いかに終わりを全うするか
北尾吉孝氏の「実践版安岡正篤」は安岡正篤の「人間学」を中心に、リーダーがいかに学び、いかに生きるべきかを説いた本だ。
その中でも私が印象に残ったのは、最終章近くの「いかに終わりを全うするか」というくだり。
死に対する姿勢を語る過去の偉人の言葉がいくつか紹介されている。
「人、死を憎まば、生を愛すべし。存命の喜び、日々に楽しまざらんや。」(吉田兼好『徒然草』)
「人は少壮の時にあたりては、惜陰を知らず。四十を過ぎて以後始めて惜陰を知る。」(佐藤一斎『言志録』)
「昨日の発句は今日の辞世、今日の発句は明日の辞世、わが生涯の一句として辞世ならざるなし」(松尾芭蕉)
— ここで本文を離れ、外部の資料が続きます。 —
PR #47003, opened 2022-07-21
[Cache] Ensured that redis adapter can use multiple redis sentinel hosts

warslett:
This PR ensures that RedisAdapter for Symfony Cache component works as expected when a redis_sentinel argument is provided with multiple redis sentinel hosts. Previously if using the redis php extension and multiple hosts were provided RedisTrait::createConnection would ignore the redis_sentinel parameter and instead return a RedisArray object which would not work because it would be an array of sentinel hosts rather than redis hosts.

This PR introduces the correct behaviour where by RedisTrait::createConnection will loop through each of the provided sentinel hosts trying each one to get the address of the mast redis instance. If none of the provided hosts can return the address of a master instance it will throw an exception.

I'm not too sure how to test this behaviour. There doesn't appear to be any tests for redis sentinel behaviour in place currently. I have tested manually both with a multi redis sentinel setup and with a single standard redis instance and the code now functions as expected in both scenarios.

| Q             | A
| ------------- | ---
| Branch?         |  5.4
| Bug fix?      | yes/no
| New feature?  | no - bugfix
| Deprecations? | no - behaviour as documented and as implemented in 4.4
| Tickets       | [#46998](https://github.com/symfony/symfony/issues/46998)
| License       | MIT
| Doc PR        |  none - bugfix

PR #51683, opened 2023-09-18
[Cache] Fix support for Redis Sentinel using php-redis 6.0.0

Qonstrukt:
| Q             | A
| ------------- | ---
| Branch?       | 5.4
| Bug fix?      | yes
| New feature?  | no 
| Deprecations? | no 
| Tickets       | Fix #51678 
| License       | MIT

Added support for [php-redis 6.0.0](https://github.com/phpredis/phpredis/blob/develop/CHANGELOG.md#600---2023-09-09-github-pecl) to `Symfony/Component/Cache/Traits/RedisTrait`.

Made changes to how `RedisSentinel` is constructed, which now uses [the same constructor](https://github.com/phpredis/phpredis/commit/ebb2386e) as the main `Redis` class. Didn't find any other changes that might be relevant yet, but it's why I mention Redis Sentinel explicitly.

PR #51687, opened 2023-09-18
[Messenger] Add support for multiple Redis Sentinel hosts

digilist:
| Q             | A
| ------------- | ---
| Branch?       | 6.4
| Bug fix?      | no
| New feature?  | yes
| Deprecations? | no
| Tickets       | n/a
| License       | MIT
| Doc PR        | n/a

Similar to #47003 which added support for multiple Redis Sentinel hosts for the Cache component, this PR adds support for multiple Sentinel hosts for the Messenger component.

This PR is inspired by the implementation in the cache component and works very similar. A DSN could look like this: `redis:?host[localhost:26377]&host[localhost:26379]&sentinel_master=db`.

I changed the Sentinel host environment variable for the ingegration to an invalid host at. As a result I noticed that Relay also fails in such case and so I expanded my earlier changes from #51598 to also ignore unreachable hosts with the Relay extension.

### DIFF
--- a/src/Symfony/Component/Messenger/Bridge/Redis/Tests/Transport/RedisExtIntegrationTest.php
+++ b/src/Symfony/Component/Messenger/Bridge/Redis/Tests/Transport/RedisExtIntegrationTest.php
@@ -220,6 +220,35 @@ class RedisExtIntegrationTest extends TestCase
         $connection->ack($message['id']);
     }
 
+    public function testSentinel()
+    {
+        if (!$hosts = getenv('REDIS_SENTINEL_HOSTS')) {
+            $this->markTestSkipped('REDIS_SENTINEL_HOSTS env var is not defined.');
+        }
+
+        if (!getenv('MESSENGER_REDIS_SENTINEL_MASTER')) {
+            $this->markTestSkipped('MESSENGER_REDIS_SENTINEL_MASTER env var is not defined.');
+        }
+
+        $dsn = 'redis:?host['.str_replace(' ', ']&host[', $hosts).']';
+
+        $connection = Connection::fromDsn($dsn,
+            ['delete_after_ack' => true,
+             'sentinel_master' => getenv('MESSENGER_REDIS_SENTINEL_MASTER') ?: null,
+            ], $this->redis);
+
+        $connection->add('1', []);
+        $this->assertNotEmpty($message = $connection->get());
+        $this->assertSame([
+            'message' => json_encode([
+                'body' => '1',
+                'headers' => [],
+            ]),
+        ], $message['data']);
+        $connection->reject($message['id']);
+        $connection->cleanup();
+    }
+
     public function testLazySentinel()
     {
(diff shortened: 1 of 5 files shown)


src/Symfony/Component/Messenger/Bridge/Redis/Tests/Transport/RedisExtIntegrationTest.php
```diff
@@ -11,6 +11,7 @@
 
 namespace Symfony\Component\Messenger\Bridge\Redis\Tests\Transport;
 
+use PHPUnit\Framework\SkippedTestSuiteError;
```
nicolas-grekas: we prefer using `$this->markTestSkipped()` instead for this

nicolas-grekas (commented):
LGTM thanks, I just have one minor comment

src/Symfony/Component/Messenger/Bridge/Redis/Tests/Transport/RedisExtIntegrationTest.php
digilist: Makes sense, I've adjusted this.

nicolas-grekas:
Thank you @digilist.

nicolas-grekas:
@digilist there are [some failures](https://github.com/symfony/symfony/actions/runs/6339900320/job/17220094382#step:11:47) on our integration tests that might be related to this PR. Would you have some availability to have a look please? :pray:

src/Symfony/Component/Messenger/Bridge/Redis/Tests/Transport/RedisExtIntegrationTest.php
stof: `SkippedTestSuiteError` is an internal API of PHPUnit while `markTestSkipped()` is the public API btw. So `SkippedTestSuiteError` should never be used when writing tests (in any project, not just Symfony)

digilist: Yes, good point. I actually only copy and pasted it from the Redis tests in the Cache component in `src/Symfony/Component/Cache/Tests/Traits/RedisTraitTest.php` :sweat_smile:

digilist:
Yes, sure. It looks like a merge conflict between #51683 and this PR was resolved incorrectly, as there are now two connection attempts to Sentinel:

https://github.com/symfony/symfony/blob/3c4cfbd7f129580d8cbc823b85817f137a178790/src/Symfony/Component/Cache/Traits/RedisTrait.php#L226-L253

I'll provide a PR.

pepeh:
@nicolas-grekas, why is this change added to Symfony 6.4/7.0, but a similar fix for the cache component is released on 5.4? https://github.com/symfony/symfony/pull/47003
Right now, Symfony cache supports new ext-redis, but Symfony messenger does not.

北尾氏は父親を無くした経験を通じて命に愛惜をもって生きることを決意したと言う。
私も30代で父を亡くした。
パーキンソン病で最後は言葉も出なくなっていた。
会社員生活では報われることなく、晩年は愚痴ばかりこぼしていたが、死に際して父が自分の人生にどのような想いを抱いていたのか知る由もない。
ただ、会社員生活のリベンジとばかりに、病に倒れるまで司法試験の勉強を続けていた父は、おそらく人一倍生への愛惜を持って生きていたに違いない。
父が亡くなってはや8年。
父の願いにも想いを馳せながら生きていきたい。